Brauchtum: Alpsegen von Sennen
- Text: Sven Broder
«B’hüets Gott!» Alles Gute kommt von oben, trichtern Sennen mit dem Alpsegen denen im Tal ein. Auch Mina Inauen beherrscht den Betruf.
Wenn Mina Inauen (61) zur Abenddämmerung den hölzernen Milchtrichter vom Nagel nimmt und draussen auf der Wiese ihre sonore Stimme zum Alpsegen erhebt, dann zieht sich ein magischer Kreis um die Alp am Sämtisersee am Fuss des Alpsteins auf 1200 Meter über Meer. Ein Schutzbann, der alles Böse abwehrt und die lichten Kräfte herbeiruft, damit sie Wache halten für die Nacht: Gott und Maria. Den heiligen Antoni, Beschützer des Borstenviehs. Sebastian, Bewahrer vor Seuche und Krankheit. Moritz, den hiesigen Landespatron. So will es die Tradition. Und so will es Mina Inauens Glaube.
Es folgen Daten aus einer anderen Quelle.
PR #627, opened 2021-07-21
Support custom collation creation

### LINKED ISSUE #594: How to create collation?
SQLite [exposes](https://www.sqlite.org/c3ref/create_collation.html) a `create_collation` function to add custom collation.

I couldn't find the equivalent in this library.

I noticed that the Python [library](https://docs.python.org/3/library/sqlite3.html) for SQLite exposes that function, and let the user write Python code for the collation behaviour. That would be very interesting to have in Java, for example to implement `UNICODE` collation that is not shipped by default.

gotson:
In the same manner as custom functions, this PR brings support for custom collations. An example in the tests shows how a reverse collation can be implemented.

My knowledge of JNI and C is close to zero, I managed to get everything to work by copy/pasting a lot of code done for custom functions / UDF. I would expect that there are many ways to optimize the code, or fix some issues i have no idea were there in the first place 🙃 

The good thing is that the code is working, and tests pass on my local machine (after recompiling the native library).

Comments and updates are welcome!

Closes #594


gotson:
I think i will need a bit more help here, i was trying to use this in my own project, and i receive some garbled strings in the `xCompare` function sometimes. Usually `str2` is correct, but `str1` is garbled.

That's probably something to do with the text encoding, and how the data is converted to a Java String, unfortunately my JNI / C skills are lame and i have no idea how to fix that.

Hopefully it will be obvious to someone who knows what they are doing 🙃

gotson:
I tried to fix the garbled strings, to no avail. I think the problem is when building the Java strings, too much data is retrieved, or in the wrong encoding, which generates some garbled data after the actual string characters.

I am following the SQLite [documentation](https://www.sqlite.org/c3ref/create_collation.html) for implementation. It says:

> The collating function callback is invoked with a copy of the pArg application data pointer and with two strings in the encoding specified by the eTextRep argument. The two integer parameters to the collating function callback are the length of the two strings, in bytes.

`eTextRep` has been set to `SQLITE_UTF16`:

```c
ret = sqlite3_create_collation(
            gethandle(env, this),
            name_bytes,            // collation name
            SQLITE_UTF16,          // preferred chars
            coll,
            &xCompare
    );
```

This is the `xCompare` function, i think there's something wrong with the way the `jstring` are built:

```c
int xCompare(void* context, int len1, const void* str1, int len2, const void* str2)
{
    static jmethodID mth = 0;
    JNIEnv *env;
    struct CollationData *coll = (struct CollationData*)context;
    (*coll->vm)->AttachCurrentThread(coll->vm, (void **)&env, 0);

    if (!mth) {
        mth = (*env)->GetMethodID(env, cclass, "xCompare", "(Ljava/lang/String;Ljava/lang/String;)I");
    }

    jstring jstr1=(*env)->NewString(env, str1, len1);
    jstring jstr2=(*env)->NewString(env, str2, len2);

    return (*env)->CallIntMethod(env, coll->func, mth, jstr1, jstr2);
}
```

I am using `NewString` which takes Unicode characters, I suppose that's UTF_16.

> String Operations
> NewString
> jstring NewString(JNIEnv *env, const jchar *unicodeChars,
> jsize len);
> 
> Constructs a new java.lang.String object from an array of Unicode characters.

I am not sure about the last argument, which is supposed to be a `jsize len`. The one coming from SQLite is _the length of the two strings, in bytes_.

gotson:
Good news ! I managed to fix the problem of strings being garbled in Java, thanks to someone else's expertise.

Would appreciate some review on the code, especially on potential memory leaks in C code, which is not my area of expertise.

gotson:
i've added support to destroy custom collation

xerial:
I'd like to include this PR into the next release. Trying to find a time for the review. Wait for a while. Thanks

src/main/java/org/sqlite/core/NativeDB.c
```diff
@@ -429,6 +434,26 @@ void xFinal(sqlite3_context *context)
     (*env)->DeleteGlobalRef(env, *func);
 }
 
+int xCompare(void* context, int len1, const void* str1, int len2, const void* str2)
+{
+    static jmethodID mth = 0;
```
xerial, line 439: What if we register two or more Collation functions to the connection? I guess only the first one wins and collation functions created later will never be used.

src/test/java/org/sqlite/CollationTest.java
```diff
@@ -0,0 +1,165 @@
...
+    }
+
+    @After
+    public void close() throws SQLException {
+        stat.close();
+        conn.close();
+    }
+
+    @Test
+    public void reverseCollation() throws SQLException {
```
xerial, line 43: Good exmaple ;)

gotson: Inspired by the Python Sqlite [doc](https://docs.python.org/3/library/sqlite3.html#sqlite3.Connection.create_collation) ;)

src/main/java/org/sqlite/core/NativeDB.c
gotson: I have added a test to validate that it works, please check the latest commit.

The custom collation works a bit differently than the UDF. [Here](https://www.sqlite.org/c3ref/create_collation.html) you can read:

> The fourth argument, pArg, is an application data pointer that is passed through as the first argument to the collating function callback.

[This](https://github.com/gotson/sqlite-jdbc/blob/884288d946bfc1204b4db1567df91ca81436464d/src/main/java/org/sqlite/core/NativeDB.c#L1360) is what we pass, it's a struct containing the pointer to the custom function

> The collating function callback is invoked with a copy of the pArg application data pointer

In the callback, [we can access](https://github.com/gotson/sqlite-jdbc/blob/884288d946bfc1204b4db1567df91ca81436464d/src/main/java/org/sqlite/core/NativeDB.c#L441) the previously defined `coll` struct. [Here](https://github.com/gotson/sqlite-jdbc/blob/884288d946bfc1204b4db1567df91ca81436464d/src/main/java/org/sqlite/core/NativeDB.c#L454) we call the method on that particular object, so no conflict can arise.

---

I have some doubts on whether the memory is actually freed for those `coll` structs. When I wrote this code, i tried to find how the UDF data pointers are freed, but couldn't find anything. Today i found that it's done [here](https://github.com/gotson/sqlite-jdbc/blob/884288d946bfc1204b4db1567df91ca81436464d/src/main/java/org/sqlite/core/NativeDB.c#L1386). So there's probably something to do to properly free the memory for the custom collation functions too.

gotson:
regarding the memory cleanup, would you be ok if I added the cleanup in the [existing cleanup function](https://github.com/gotson/sqlite-jdbc/blob/884288d946bfc1204b4db1567df91ca81436464d/src/main/java/org/sqlite/core/NativeDB.c#L1386) used for UDF ? Or do you want me to create a new one just for collation?

I will use the same mechanism of linked list.

gotson:
I have added cleanup code, similar to the UDF one, inside the existing function, which is already called on connection close. Let me know if you want to split that function into a dedicated collation cleanup function.

gotson:
Hi @ericdallo, since this PR adds some native methods, do we need to amend the jni json file added in #631?

ericdallo:
@gotson probably yes, but the ideal would be compile sqlite-jdbc with graalvm and test your new feature if it works

gotson:
> @gotson probably yes, but the ideal would be compile sqlite-jdbc with graalvm and test your new feature if it works

I tried but i can't even get the project to run the sample in native mode 🤷🏻‍♂️

ericdallo:
@gotson, you can try using [my sample sqlite graalvm project](https://github.com/ericdallo/sqlite-graalvm-sample), it already has a script to compile with graalvm so you generate a local sqlite-jdbc snapshot, change the `project.clj` version and just run the [compile script](https://github.com/ericdallo/sqlite-graalvm-sample/blob/master/graalvm/native-unix-compile.sh)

Man hört sie nicht mehr oft, die Betrufe der Sennen in den katho-lischen Berggebieten der Schweiz, Frauenstimmen schon gar nicht. Aber ausser ihr tue es hier oben eben niemand mehr, sagt sie. Und: «Ich kann als Frau beten wie ein Mann. Warum sollte ich nicht auch den Alpsegen rufen können wie ein Mann?» Gefragt, was die anderen Älpler davon halten, hat sie nie. «Wer weit fragt, wird nur weit herumgewiesen.» Und schliesslich hat sie es schon in jungen Jahren getan. Damals, als sie als 13-jähriges Mädchen dem Vater zur Hand ging, wie sie heute ihrem Mann hier oben hilft, den Rahm zum Schmalz rührte und dann – vom fremden Milchkontrolleur eines Nachmittags in die Kunst des Betrufs eingeweiht – an einem Sommerabend zum ersten Mal das «Ave Maria» an die Felsen warf: Vier Töne nur, aber sie fuhren Mina Inauen tief ins Mark.
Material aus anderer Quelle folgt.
PR #628, opened 2021-07-23
bring back armv6 support

### LINKED ISSUE #583: ARMv6: no native library found
There is no `armv6` folder in https://github.com/xerial/sqlite-jdbc/tree/master/src/main/resources/org/sqlite/native/Linux

However, the code [can return](https://github.com/xerial/sqlite-jdbc/blob/a497c72922b043b6295a753fe44239eb91da3541/src/main/java/org/sqlite/util/OSInfo.java#L177) `armv6` as an arch type.

It seems armv6 has been disabled, according to [this makefile comment](https://github.com/xerial/sqlite-jdbc/blob/21055a2b75b70039bd9f688deea2408d7d1c2114/Makefile#L106).

Given armv6 is backward compatible with armv5, could we copy the content of https://github.com/xerial/sqlite-jdbc/tree/master/src/main/resources/org/sqlite/native/Linux/arm to an armv6 folder in the meantime?

gotson:
Following the fix done in https://github.com/dockcross/dockcross/pull/510 we can bring back armv6 support

It would be good if someone with a Raspberry PI with armv6 could test this.

Closes #583

### DIFF
--- a/Makefile
+++ b/Makefile
@@ -111,8 +111,7 @@ NATIVE_TARGET_DIR:=$(TARGET)/classes/org/sqlite/native/$(OS_NAME)/$(OS_ARCH)
 NATIVE_DLL:=$(NATIVE_DIR)/$(LIBNAME)
 
 # For cross-compilation, install docker. See also https://github.com/dockcross/dockcross
-# Disabled linux-armv6 build because of this issue; https://github.com/dockcross/dockcross/issues/190
-native-all: native win32 win64 mac64 linux32 linux64 linux-arm linux-armv7 linux-arm64 linux-android-arm linux-ppc64 alpine-linux64
+native-all: native win32 win64 mac64 linux32 linux64 linux-arm linux-armv6 linux-armv7 linux-arm64 linux-android-arm linux-ppc64 alpine-linux64
 
 native: $(NATIVE_DLL)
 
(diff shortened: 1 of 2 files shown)


gotson:
It seems this doesn't work as expected. This has been tested on a Raspberry Pi Zero:

```
Aug 04 20:30:15 Zero Komga[11089]: Failed to load native library:sqlite-3.32.3.7-a9581672-5e6b-4b2c-8ade-7a4c4ad586e8-libsqlitejdbc.so. osinfo: Linux/armv6
Aug 04 20:30:15 Zero Komga[11089]: java.lang.UnsatisfiedLinkError: /tmp/sqlite-3.32.3.7-a9581672-5e6b-4b2c-8ade-7a4c4ad586e8-libsqlitejdbc.so: /lib/arm-linux-gnueabihf/libc.so.6: version `GLIBC_2.33' not found (required by /tmp/sqlite-3.
32.3.7-a9581672-5e6b-4b2c-8ade-7a4c4ad586e8-libsqlitejdbc.so)
```

From the tester:
> This is sadly not applicable for use since not even the upcoming Debian Bullseye ships it: https://packages.debian.org/bullseye/libc6
Not sure if there is a way to build it against v2.28 at least, which would mean compatibility with Debian Bullseye.

I was surprised to see that `libsqlitejdbc.so` is dynamically built, but it seems statically building `glibc` is [discouraged](https://stackoverflow.com/questions/57476533/why-is-statically-linking-glibc-discouraged), or will [still result in dynamic dependencies](https://stackoverflow.com/questions/26304531/compiling-with-static-libgcc-static-libstdc-still-results-in-dynamic-depende).

Is there a way to choose the `glibc` version we use via `dockcross` ? It seems it can be done via `crosstools-ng`, but the way we use the `dockcross` images doesn't seem to make this easy.

xerial:
What we basically can do is building native libraries using very old glibc. As dockcross prefers recent OSs containing newer glibc, there is no way to fix this backward incompatibility unless we build a statically linked binary. 

For example, for building x86_64, sqlite-jdbc is using a really old version of Linux to use ancient GLIBC version https://github.com/xerial/sqlite-jdbc/blob/master/docker/Dockerfile.linux_x86_64

xerial:
I'm ok with merging this even though it's not working for some armv6 machines (e.g., old Rapsberry Pi, etc.). After that, we can think about potential fixes.

gotson:
> I'm ok with merging this even though it's not working for some armv6 machines (e.g., old Rapsberry Pi, etc.). After that, we can think about potential fixes.

we are testing the new `dockcross/linux-armv6-lts` image today, so this can probably wait a day or 2.

gotson:
Tests are successful, I'll update this PR to use the lts dockcross image

gotson:
@xerial this should be ready to go, i've updated the dockcross script to use `dockcross/linux-armv6-lts` which uses an older glibc (2.28).

xerial:
@gotson Thanks! Merged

Seit zwölf Jahren ist sie wieder Teilzeitsennin aus Leidenschaft. Wenn sie nicht auf der Alp ist bei ihrem Mann, unterweist sie die Dorfkinder im Tal in Hauswirtschaft und textilem Werken. Oder hilft auf dem Hof ihres Sohns. Oder schaut zu den Enkeln. Unten ist immer was zu erledigen. Auf der Alp aber, sagt sie: «Das ist pure Erholung.» Deshalb geht sie während des 13-wöchigen Alpsommers jeden freien Tag hinauf, lässt den «Alltagsplonder» hinter sich und ruft gegen 20 Uhr den Alpsegen. Ob sie denn auch glaube, was sie da singe? «Sicher», sagt sie. «Nüt isch efach so!» Und deshalb hängt auch in ihrem Heimetli in Appenzell an der Haustür eine Schale mit geweihtem Wasser, um die Finger zu tunken und das Kreuz zu schlagen, wenn man das Haus verlässt, damit Gott und die Heiligen die Hand über einen halten.
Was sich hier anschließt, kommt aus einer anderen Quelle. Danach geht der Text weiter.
PR #249, opened 2017-06-04
Cache published files during remix

gideonthomas:
Builds on https://github.com/mozilla/publish.webmaker.org/pull/248

Had to do a bunch of extra work here since the way we were getting the published files from the db during remix was via a single db query. With caching now, since the publishedFiles is a <b>collection</b> and <b>contains mixed data (json + buffers)</b>, I had to write some extra logic to cache them separately.

### Code logic
Check if the publishedFiles metadata (all metadata stored in one key identified by the published project id) is in cache
   - YES - Fetch it and loop through each publishedFile's metadata and check if the corresponding buffer exists in cache (key being the publishedFileId)
      - YES - [FULL Cache hit / NO DB hit] Fetch it and augment the metadata object with this buffer and add it to the array that will contain all the publishedFiles.
      - NO - [PARTIAL Cache hit / DB hit per missing buffer from cache] Fetch the buffer from the database, write it to cache, and augment the metadata object with this buffer and add it to the array that will contain all the publishedFiles.
      - FINALLY - Return the publishedFiles array to the caller.
   - NO - [NO Cache hit / FULL DB hit - single query to get all publishedFiles] Fetch the publishedFiles (including buffers) from the database. Loop through each model and for each model, 1. Add to an array that will contain only the publishedFile metadata, 2. Write the buffer to the cache, 3. Convert the model to a POJO and add it to an array that will contain the publishedFiles that will be returned to the caller. Once the loop is finished, write the constructed array that contains only the publishedFile metadata to cache and then return the publishedFiles to the caller.

I'm still working on simplifying the code to reflect this logic so this is still a WIP.

### DIFF
--- a/api/modules/files/cache.js
+++ b/api/modules/files/cache.js
@@ -45,12 +45,11 @@ class RemixedFileCreationCache extends BaseCache {
 
     if (typeof fileBuffer !== `function`) {
       if (!this.cache) {
-        console.log(`NO cache, buffer not set in cache`);
         return next(null, fileBuffer);
       }
 
       return this.cache.setex(`file:${fileId}`, DEFAULT_BUFFER_CACHE_EXPIRY_SEC, fileBuffer)
-      .then(() => { console.log(`Setting cache`); next(null, fileBuffer); })
+      .then(() => next(null, fileBuffer))
       .catch(next);
     }
 
@@ -62,18 +61,14 @@ class RemixedFileCreationCache extends BaseCache {
      */
 
     if (!this.cache) {
-      console.log(`NO Cache. Getting buffer from DB.`);
       return getBuffer(fileId, next);
     }
 
     return this.cache.getBuffer(`file:${fileId}`)
     .then(cachedFileBuffer => {
       if (!cachedFileBuffer) {
-        console.log(`DB HIT FOR FILE`);
         return getBuffer(fileId, next);
       }
-
-      console.log(`CACHE HIT for file`);
 
       next(null, cachedFileBuffer);
     })
--- a/api/modules/publishedFiles/cache.js
+++ b/api/modules/publishedFiles/cache.js
@@ -6,7 +6,8 @@ const PublishedFiles = require(`./model`);
 
 const BaseCache = require(`../../classes/base_cache`);
 
-const PUBLISHED_FILE_CACHE_EXPIRY_MS = 10 * 60 * 1000;
+const PUBLISHED_FILE_CACHE_EXPIRY_SEC = 10 * 60;
+const META_KEY_PREFIX = `publishedProjectFilesMeta`;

Mina Inauens tiefe Religiosität hat was Rührendes. Etwas rührend Naturverbundenes und damit auch ganz Unzimperliches: Vor der Tür, an den Stangen, wo die Hausfrau sonst den Teppich ausklopft, hängt ein Kaninchen, aufgehängt an den Hinterläufen, der Nachbar zieht ihm gerade das Fell ab. Ein Jammer, müsste man meinen. Trocken meint Mina Inauen: «Das muess ebe au sy.» Kein Grund jedenfalls, deswegen den Heiligen Sebastian anzurufen.
Der Film
In den katholischen Berggebieten der Schweiz ist der Betruf eine jahrhundertealte Tradition. Regisseur Bruno Moll gibt im Dokumentarfilm «Alpsegen» Einblicke in den Alltag von fünf Älplern, darunter auch Mina Inauen, die den Betruf heute noch praktizieren.